[Records excerpted from a collection]
PR #1036, opened 2022-10-01
fix(dropdown): :bug: fixing dropdown item disabled bug, resolves #1021

### LINKED ISSUE #1021: [bug]: `bx-dropdown-item` disabled property not working
### Description

When passing in the `disabled` property into the `bx-dropdown-item` component, I expected the item to be non-selectable, as an option.

However, as shown in the CodeSandbox example, this is not the case. A user is still able to select a `disabled` item.

### Component(s) impacted

`bx-dropdown-item`

related:
`bx-dropdown`

### Browser

Chrome

### Carbon Web Components version

1.21.0

### Severity

Severity 3 = The problem is visible or noticeable to users but does not impede the usability or functionality. Affects minor functionality, has a workaround.

### Application/website

IBM Quantum internal application 

### CodeSandbox example

https://codesandbox.io/s/spring-thunder-kgiidy?file=/index.html

### Steps to reproduce the issue (if applicable)

_No response_

### Release date (if applicable)

_No response_

### Code of Conduct

- [X] I agree to follow this project's [Code of Conduct](https://github.com/carbon-design-system/carbon-web-components/blob/main/.github/CODE_OF_CONDUCT.md)
- [X] I checked the [current issues](https://github.com/carbon-design-system/carbon-web-components/issues) for duplicate issues

brianferry:
### Related Ticket(s)

carbon-design-system/carbon-for-ibm-dotcom#9754 

### Description

Looking at this issue it appeared that the first issue was that there was a check for if the parent has a disabled attribute and then all of the child elements would be set to the parents disabled attribute (even if it was undefined).  The second issue I saw after this was related to being able to select a disabled dropdown item with the keyboard navigation. 

### Tested Browsers
- Firefox for Fedora - 105.0.1 (64-bit)
- Chromium - Version 103.0.5060.114 (Official Build) Fedora Project (64-bit)

### Changelog

**Changed**

- The first fix is  the line in `dropdown.ts` 

```js
   if (changedProperties.has('disabled')) {
```

to

```js
   if (!changedProperties.get('disabled')) {
```

so if it is undefined or set explicitly to false the child elements will not have their disabled attributes updated.

- Fix to being able to select a disabled bx-dropdown-item with the keyboard navigation inside of a bx-dropdown element.  Fixed by updating the function 

```js
   static get selectorItem() {
      return `${prefix}-dropdown-item`;
   }
```

```js
   static get selectorItemEnabled() {
      return `${prefix}-dropdown-item:not([disabled])`;
   }
```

**INSTRUCTIONS FOR THE TASK:** In full and without change, transcribe every line of the records above.

**EXPECTED ANSWER:**
PR #1036, opened 2022-10-01
fix(dropdown): :bug: fixing dropdown item disabled bug, resolves #1021

### LINKED ISSUE #1021: [bug]: `bx-dropdown-item` disabled property not working
### Description

When passing in the `disabled` property into the `bx-dropdown-item` component, I expected the item to be non-selectable, as an option.

However, as shown in the CodeSandbox example, this is not the case. A user is still able to select a `disabled` item.

### Component(s) impacted

`bx-dropdown-item`

related:
`bx-dropdown`

### Browser

Chrome

### Carbon Web Components version

1.21.0

### Severity

Severity 3 = The problem is visible or noticeable to users but does not impede the usability or functionality. Affects minor functionality, has a workaround.

### Application/website

IBM Quantum internal application 

### CodeSandbox example

https://codesandbox.io/s/spring-thunder-kgiidy?file=/index.html

### Steps to reproduce the issue (if applicable)

_No response_

### Release date (if applicable)

_No response_

### Code of Conduct

- [X] I agree to follow this project's [Code of Conduct](https://github.com/carbon-design-system/carbon-web-components/blob/main/.github/CODE_OF_CONDUCT.md)
- [X] I checked the [current issues](https://github.com/carbon-design-system/carbon-web-components/issues) for duplicate issues

brianferry:
### Related Ticket(s)

carbon-design-system/carbon-for-ibm-dotcom#9754 

### Description

Looking at this issue it appeared that the first issue was that there was a check for if the parent has a disabled attribute and then all of the child elements would be set to the parents disabled attribute (even if it was undefined).  The second issue I saw after this was related to being able to select a disabled dropdown item with the keyboard navigation. 

### Tested Browsers
- Firefox for Fedora - 105.0.1 (64-bit)
- Chromium - Version 103.0.5060.114 (Official Build) Fedora Project (64-bit)

### Changelog

**Changed**

- The first fix is  the line in `dropdown.ts` 

```js
   if (changedProperties.has('disabled')) {
```

to

```js
   if (!changedProperties.get('disabled')) {
```

so if it is undefined or set explicitly to false the child elements will not have their disabled attributes updated.

- Fix to being able to select a disabled bx-dropdown-item with the keyboard navigation inside of a bx-dropdown element.  Fixed by updating the function 

```js
   static get selectorItem() {
      return `${prefix}-dropdown-item`;
   }
```

```js
   static get selectorItemEnabled() {
      return `${prefix}-dropdown-item:not([disabled])`;
   }
```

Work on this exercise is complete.